All of the data below should be output exactly as given.

#####

PR #589, opened 2019-06-10
MINIFICPP-914: Incur wait while awaiting minifi shutdown during restart

phrocker:

### For all changes:
     in the commit message?

### For code changes:

### Note:

### DIFF
--- a/bin/minifi.sh
+++ b/bin/minifi.sh
@@ -89,6 +89,12 @@ active_pid() {
   fi
 }
 
+endnow() {
+   echo "Killing MiNiFi..."
+   kill -9 ${saved_pid} > /dev/null 2>&1
+   
+}
+
 install() {
     detectOS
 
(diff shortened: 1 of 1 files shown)


bin/minifi.sh
```diff
@@ -252,7 +252,12 @@ case "\$1" in
     restart)
         echo Restarting MiNiFi service
         \${bin_dir}/minifi.sh stop
-        \${bin_dir}/minifi.sh start
+	if [ "${saved_pid}" -gt 0 ]; then
+	        while [ $(active_pid ${saved_pid}) -eq 0 ]; do
```
arpadboda: Wonder if a timeout makes sense here. (If there is any chance for MiNiFi to get stuck during shutdown)

phrocker: My initial thought was that the user can ctrl+c either the service case or the agent restart case to determine why it didn't restart; however, I think we can give them the option to ctrl+c to forcibly terminate, even in the service case. kill -9 is safe to the processes. I'll make that quick update and you can take a look.

 There will always be some who have the opinion that we should wait and terminate and others will have the opinion that we should ctrl+c and allow investigation ( I had this same issue on another open source project I support ) -- but I think we should make the service and agent restart paths the same no matter the community preferred route.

#####

◆ WRITTEN RESPONSE:
PR #589, opened 2019-06-10
MINIFICPP-914: Incur wait while awaiting minifi shutdown during restart

phrocker:

### For all changes:
     in the commit message?

### For code changes:

### Note:

### DIFF
--- a/bin/minifi.sh
+++ b/bin/minifi.sh
@@ -89,6 +89,12 @@ active_pid() {
   fi
 }
 
+endnow() {
+   echo "Killing MiNiFi..."
+   kill -9 ${saved_pid} > /dev/null 2>&1
+   
+}
+
 install() {
     detectOS
 
(diff shortened: 1 of 1 files shown)


bin/minifi.sh
```diff
@@ -252,7 +252,12 @@ case "\$1" in
     restart)
         echo Restarting MiNiFi service
         \${bin_dir}/minifi.sh stop
-        \${bin_dir}/minifi.sh start
+	if [ "${saved_pid}" -gt 0 ]; then
+	        while [ $(active_pid ${saved_pid}) -eq 0 ]; do
```
arpadboda: Wonder if a timeout makes sense here. (If there is any chance for MiNiFi to get stuck during shutdown)

phrocker: My initial thought was that the user can ctrl+c either the service case or the agent restart case to determine why it didn't restart; however, I think we can give them the option to ctrl+c to forcibly terminate, even in the service case. kill -9 is safe to the processes. I'll make that quick update and you can take a look.

 There will always be some who have the opinion that we should wait and terminate and others will have the opinion that we should ctrl+c and allow investigation ( I had this same issue on another open source project I support ) -- but I think we should make the service and agent restart paths the same no matter the community preferred route.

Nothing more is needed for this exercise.